Still, mugging in this thousand-dollar dress makes me wonder: last year, Ethan and I shunned all things prom. But what about this year? With Caleb . . . Except I’m still wounded from last night.

“Okay, this will work,” I say.

“Of course it will, but you must let me dress you up in some more things, Vivien.”

I smile. “Fine.” Some more time before Caleb and I see each other is probably best anyway. I text him that I can’t make practice, and then for the next two hours allow the ridiculous pleasure of shopping to take over.

18

MoonflowerAM @catherinefornevr 3m


We have entered the Red Zone. #ROCKreferencenotJOCKreference

It’s Monday before I see Caleb again. I have my cousin Mike’s birthday on Saturday night, and Caleb is busy Sunday doing a day of house projects with his mom. We’ve texted enough since the failed Friday date that everything seems cool, and I guess it is, but I’ve still been avoiding him. I’m going to have to tell him what I found out about Val, both the serious facts and the suspicions, and I can’t shake this worry that he’s not going to listen to the second part.
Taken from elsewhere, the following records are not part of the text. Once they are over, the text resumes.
PR #649, opened 2026-05-14
cmd/esc: add `env provider <cloud>-login {static,oidc}` subcommands for AWS, Azure, GCP

borisschlosser:
## Summary

Adds an `esc env provider` parent command. Each cloud (`aws-login`, `azure-login`, `gcp-login`) is itself a parent that exposes two subcommands — `static` and `oidc` — for writing the consuming side of a login-provider block into an environment definition.

```
esc env provider aws-login   static <env-ref> <access-key-id> <secret-access-key>           [--session-token]                       [--create] [--path]
esc env provider aws-login   oidc   <env-ref> <role-arn> <session-name>                     [--duration] [--policy-arn ...] [--subject-attribute ...]      [--create] [--path]

esc env provider azure-login static <env-ref> <tenant-id> <subscription-id> <client-id> <client-secret>                                                   [--create] [--path]
esc env provider azure-login oidc   <env-ref> <tenant-id> <subscription-id> <client-id>     [--subject-attribute ...]               [--create] [--path]

esc env provider gcp-login   static <env-ref> <project-number> <access-token>               [--service-account] [--token-lifetime]                       [--create] [--path]
esc env provider gcp-login   oidc   <env-ref> <project-number> --workload-pool-id POOL --provider-id PROV --service-account SA [--region] [--token-lifetime] [--subject-attribute ...] [--create] [--path]
```

Each subcommand fetches the current env definition, merges an `fn::open::<provider>-login` block at `--path` under `values` (defaults `aws.login`, `azure.login`, `gcp.login`), and writes back via the existing `updateEnvironment` flow. Existing blocks at the target path are replaced wholesale.

- Sensitive fields (`secretAccessKey`, `sessionToken`, `clientSecret`, GCP inner `accessToken`) are wrapped in `fn::secret`.
- For Azure, **`clientSecret` is required in `static` mode** (it's the authentication method) and **must be absent in `oidc` mode** (federation supplies the trust path). The two modes are mutually exclusive; the backend rejects environments that have both or neither.
- `--draft[=<change-request-id>]` is supported, mirroring `esc env set`.
- `--create` creates the target environment if it doesn't already exist (no-op when it does).
- Repeatable flags (`--policy-arn`, `--subject-attribute`) accept the value multiple times rather than comma-separated, so ARNs and other values containing commas pass through intact.

Backend schema diagnostics (e.g. invalid `duration`, unknown `subject-attribute`, malformed ARN) are rendered with source-code context via the same hcl-based diagnostic writer used by `esc env edit`, and the command exits non-zero when error-severity diagnostics are returned. Client-side validation of field formats was deliberately not added so the CLI doesn't duplicate (and drift from) the backend schema.

Tracks pulumi/pulumi#23043 (parent epic pulumi/pulumi#22959).

## Missing-environment behavior

Default is fail-fast: if the target env doesn't exist, exit with a clear error pointing at `--create` or `esc env init`. No interactive prompts, no silent auto-create on typos. Agents and CI get deterministic behavior.

```
$ esc env provider aws-login static org/proj/missing AKIA... shhh
Error: environment org/proj/missing does not exist; pass --create to create it, or run `esc env init org/proj/missing` first

$ esc env provider aws-login static org/proj/missing AKIA... shhh --create
Environment created: org/proj/missing
Provider updated.
```

## Cloud-side OIDC resources are out of scope (by design)

OIDC requires resources on the cloud provider side — IAM role + trust policy for AWS, Workload Identity Pool + Provider for GCP, App Registration + federated credentials for Azure. **`esc env provider` writes only the consuming side of that trust relationship**; provisioning the cloud-side resources belongs in a different command. The canonical workflow is:

1. **Provision cloud-side OIDC trust** with Pulumi, an existing IaC pipeline, or a future dedicated CLI command. The output is a stable identifier (role ARN, workload pool ID, app client ID).
2. **Write the ESC side** by passing those identifiers into `esc env provider <cloud>-login oidc`.

### Why these are two commands, not one

1. **Different credential authority.** Provisioning needs cloud-admin/IAM credentials with permission to create roles, federations, and trust policies. Writing the ESC side needs only an ESC API token. Fusing them means the operator running `env provider oidc` has to hold both at the same time — a strictly larger blast radius than either operation needs on its own, and a privilege pattern most agent/CI use cases can't satisfy.
2. **Different ownership boundary.** Cloud-side OIDC trust is provisioned by cloud admins (often under stricter change-control than developer workflows), and is shared 1:N with many ESC environments. ESC config is owned by environment owners and changes per env/per rotation. A single command muddles who owns which side of the change; two commands let each role do its job.
3. **Different lifecycle and idempotency contract.** Cloud resources are created once and rarely updated; re-provisioning them on every ESC config change is wrong. ESC config changes are frequent and idempotent. A combined command would have to decide on every invocation whether to leave cloud resources alone, update them, or recreate them — a hard product problem we shouldn't smuggle into a config-writing command.
4. **Mirrors the platform.** Cloud-side provisioning and ESC-side config are already separate concerns on the platform. Two CLI commands map cleanly onto that separation; one CLI command bridging both makes the CLI a leakier abstraction than the platform underneath it.
5. **Consistency with `static`.** `static` is a pure ESC-API write. If `oidc` quietly performed cloud-side provisioning under the same parent, two siblings would have radically different blast radii and required privileges despite identical surface — a confusing footgun for anyone scanning `--help`.
6. **Composability for agents and pipelines.** Separate commands compose: provision once, write the consumer N times across orgs/envs/paths. A unified command forces every ESC-write to also re-traverse cloud-admin auth, even when no provisioning is needed. Atomic single-purpose commands are also easier for agents to retry safely (an ESC-write retry can't accidentally re-trigger cloud-resource creation).
7. **Failure-mode separation.** ESC write failures are recoverable by retry. Cloud-resource provisioning failures often leave dangling state (half-created role, federation rule pointing at no role) requiring manual cleanup. Bundling them means one transient cloud-API failure leaves the user with a partially-written ESC env *and* partially-provisioned cloud state — strictly worse than the bounded blast radius of either failing alone.

If demand emerges for a single-step \"set up cloud resources and write the ESC side\" UX, it should ship as a separate top-level command that calls both layers in sequence — keeping the per-layer commands available for the cases where they're sufficient.

## YAML shapes produced

```yaml
# aws-login static at --path aws.login
values:
  aws:
    login:
      fn::open::aws-login:
        static:
          accessKeyId: AKIA...
          secretAccessKey:
            fn::secret: ...
          sessionToken:                       # only when --session-token is given
            fn::secret: ...

# aws-login oidc
values:
  aws:
    login:
      fn::open::aws-login:
        oidc:
          roleArn: arn:aws:iam::123:role/r
          sessionName: pulumi-esc
          duration: 1h                        # optional
          policyArns: [arn1, arn2]            # optional
          subjectAttributes: [env, team]      # optional

# azure-login static at --path azure.login  (clientSecret is required)
values:
  azure:
    login:
      fn::open::azure-login:
        clientId: ...
        tenantId: ...
        subscriptionId: ...
        clientSecret:
          fn::secret: ...

# azure-login oidc  (clientSecret intentionally absent — federation supplies trust)
values:
  azure:
    login:
      fn::open::azure-login:
        clientId: ...
        tenantId: ...
        subscriptionId: ...
        oidc: true
        subjectAttributes: [env]              # optional

# gcp-login static at --path gcp.login
values:
  gcp:
    login:
      fn::open::gcp-login:
        project: 123456789
        accessToken:
          accessToken:
            fn::secret: ...
          serviceAccount: sa@proj.iam.gserviceaccount.com   # optional, for impersonation
          tokenLifetime: 1h                                  # optional

# gcp-login oidc
values:
  gcp:
    login:
      fn::open::gcp-login:
        project: 123456789
        oidc:
          workloadPoolId: pool
          providerId: provider
          serviceAccount: sa@proj.iam.gserviceaccount.com
          region: us-central1                 # optional
          tokenLifetime: 1h                   # optional
          subjectAttributes: [env]            # optional
```

## End-to-end test results

Ran against a local backend with a personal access token in org `dev-org`. All envs were namespaced under `esc-provider-e2e/e2e-<timestamp>-*`, created on demand, and removed at the end of the run. No cloud-provider resources were created — credentials/IDs passed to the commands were placeholders, sufficient to exercise the schema-validated YAML write path but not the cloud-side `Open()` step.

**15 of 15 functional cases passed:**

| # | Case |
|---|---|
| 1 | `aws-login static` required only |
| 2 | `aws-login static --session-token` |
| 3 | `aws-login static --path other.creds` (writes at non-default path; preserves siblings) |
| 4 | `aws-login static --create` on already-existing env (no-op create) |
| 5 | `aws-login static --create` on a non-existent env (creates + writes in one command) |
| 6 | `aws-login static` against a non-existent env without `--create` (friendly error, non-zero exit) |
| 7 | `aws-login oidc` required only |
| 8 | `aws-login oidc` with `--duration --policy-arn ×2 --subject-attribute ×2` |
| 9 | `azure-login static` with required `<client-secret>` positional |
| 10 | `azure-login oidc` required only (new positional order) |
| 11 | `azure-login oidc --subject-attribute ×2` |
| 12 | `gcp-login static` required only |
| 13 | `gcp-login static --service-account --token-lifetime` |
| 14 | `gcp-login oidc` required flags only |
| 15 | `gcp-login oidc --region --token-lifetime --subject-attribute ×2` |

**Extra checks:**
- **Diagnostic rendering.** `aws-login oidc --duration not-a-duration` produced the rich hcl-rendered error with the source-line excerpt highlighting the offending YAML, the regex requirement from the backend, and a non-zero exit code. Confirms the diagnostic-handling change works end-to-end.
- **Direct API confirmation.** A YAML written by the CLI was fetched directly from `GET /api/esc/environments/<org>/<project>/<env>` and matched the CLI's `esc env get --definition` view byte-for-byte — the CLI is writing exactly what the backend stores.

**One bug surfaced and fixed during e2e (commit included in this PR):**
The shared `ensureProviderEnv` helper used by `--create` originally treated any non-nil error from the existence check as fatal, but the existence check returns an error for 404 (the very case `--create` is meant to handle). Fixed by short-circuiting `client.IsNotFound(err)` as "does not exist, proceed with create." After the fix, all 15 cases pass; commit on this branch.

## Test plan

- [x] Unit tests for each static + OIDC YAML node builder covering required-only, with-optional-fields, and with-array-fields cases.
- [x] Unit tests for shared `mergeProviderIntoEnv` helper: empty doc, replace-existing, preserve-siblings, plus `secretNode` tag enforcement.
- [x] Golden-file end-to-end tests for each provider × mode under `cmd/esc/cli/testdata/env-provider-*-login-{static,oidc}.yaml` (6 files).
- [x] Golden-file test for `--create` + missing-env behavior at `cmd/esc/cli/testdata/env-provider-missing-env.yaml`.
- [x] CLI output cross-checked against the documented provider schemas.
- [x] End-to-end run against a live backend (see results section above).
- [x] `make format && make lint && make test` all clean.


cmd/esc/cli/testdata/env-open-request-ok.yaml
```diff
@@ -1,6 +1,4 @@
-run: |
-  esc env open-request test-org/test-project/test-env
-  esc env open-request test-org/test-project/test-env --grant-expiration-seconds 3600s --access-duration-seconds 7200s  
+run: "esc env open-request test-org/test-project/test-env\nesc env open-request test-org/test-project/test-env --grant-expiration-seconds 3600s --access-duration-seconds 7200s  \n"
```
julienp: [nonblocking] some unnecessary reformatting here

cmd/esc/cli/env_provider.go
```diff
@@ -0,0 +1,25 @@
...
+)
+
+func newEnvProviderCmd(env *envCommand) *cobra.Command {
+	cmd := &cobra.Command{
+		Use:   "provider",
+		Short: "Manage login providers within an environment",
+		Long: "Manage login providers within an environment\n" +
+			"\n" +
+			"Subcommands add cloud-provider login blocks (AWS, Azure, GCP) to an environment.\n" +
+			"Only static credentials are supported today; OIDC support will be added later.\n",
```
julienp: I think this is outdated

```suggestion
			"Subcommands add cloud-provider login blocks (AWS, Azure, GCP) to an environment.",
```

docs/superpowers/plans/2026-05-14-env-provider-login.md
```diff
@@ -0,0 +1,1132 @@
+# `esc env provider` Login Providers Implementation Plan
```
julienp: remove, I think, or does esc commit these things to the repo?

julienp (commented):
I think this looks ok in terms of flag naming (ref pulumi CLI), but I don't have the context to meaningfully review the functionality.

cmd/esc/cli/testdata/env-open-request-ok.yaml
borisschlosser: fixed

cmd/esc/cli/env_provider.go
borisschlosser: fixed

docs/superpowers/plans/2026-05-14-env-provider-login.md
borisschlosser: woops -> removed

cmd/esc/cli/env_provider.go
```diff
@@ -0,0 +1,22 @@
...
+package cli
+
+import (
+	"github.com/spf13/cobra"
+)
+
+func newEnvProviderCmd(env *envCommand) *cobra.Command {
+	cmd := &cobra.Command{
+		Use:   "provider",
+		Short: "Manage login providers within an environment",
```
tehsis, line 12: Lets also point to the docs: https://www.pulumi.com/docs/esc/integrations/  / https://www.pulumi.com/docs/esc/integrations/dynamic-login-credentials/

cmd/esc/cli/env_provider_aws_login.go
```diff
@@ -0,0 +1,237 @@
...
+	"github.com/spf13/cobra"
+	"gopkg.in/yaml.v3"
+
+	"github.com/pulumi/pulumi/sdk/v3/go/common/resource"
+)
+
+func newEnvProviderAWSLoginCmd(env *envCommand) *cobra.Command {
+	cmd := &cobra.Command{
+		Use:   "aws-login",
+		Short: "Add an AWS login provider to an environment",
```
tehsis, line 18: Add link to docs https://www.pulumi.com/docs/esc/integrations/dynamic-login-credentials/aws-login/ (same applies for other providers)

cmd/esc/cli/env_provider_aws_login.go
```diff
@@ -0,0 +1,237 @@
...
+		)
+	}
+	if len(subjectAttributes) > 0 {
+		oidcContent = append(oidcContent,
+			&yaml.Node{Kind: yaml.ScalarNode, Tag: "!!str", Value: "subjectAttributes"},
+			stringSequenceNode(subjectAttributes),
+		)
+	}
+
+	return &yaml.Node{
```
tehsis, line 237: Can we add a comment with the docs as well? (same for all providers)

tehsis (approved):

cmd/esc/cli/env_provider.go
borisschlosser: Done — added links to https://www.pulumi.com/docs/esc/integrations/ and https://www.pulumi.com/docs/esc/integrations/dynamic-login-credentials/ in the `provider` command's Long help.

cmd/esc/cli/env_provider_aws_login.go
borisschlosser: Done — added the per-provider docs link to the parent + `static` + `oidc` Long help text for `aws-login`, `azure-login`, and `gcp-login`.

So, I’ve been holding back, wondering when the right time to tell him is.

I enter the Hive churning about that, and also wondering how I’m going to deal with Val herself, how I’ll keep my mouth shut when she gives me her usual scowl, but when I walk into the room, I realize that none of it matters, because we’ve entered the Red Zone.

There is something delicate about the week before a show. Any slight conflict can get totally blown out of proportion and lead to someone either bailing on the gig, or playing poorly, or worse, quitting altogether. The day after a gig? Great time to talk about anything complicated, as there’s still success right there in the short-term memory, keeping everything in perspective. But right before is the most dangerous time. If you’re lucky, everyone in the group senses the Red Zone, and sets aside their annoyances, mistrusts, and fears. I can feel the eggshells when I arrive, and hear the short, quick cadence of everyone’s voices. So, all these things I’ve been fretting about? Post-gig.

Practice is usually a wave form, oscillating from funny highs with jokes and great takes of songs, to intense lows when parts aren’t working or somebody’s just off. But tonight, everything is tight. For Caleb, the pressure must be double. Not only is there the gig, and the desire to make amends for what happened at the Trial, but there’s also the anticipation of what we might find in San Fran. So I do my best to stay out of the waves. When Matt still isn’t quite there with the beat on “Chem Lab,” I decide not to mention it.

Unfortunately, Val does. The bass suddenly drops out midway through the song. “Can you straighten out the chorus?” she asks with typical Val severity.

Matt flashes a glance at me, then sends his gaze to its usual space by the kick drum. “I did.”

“Maybe, but it’s still busy and it’s losing me. What does everyone else think?”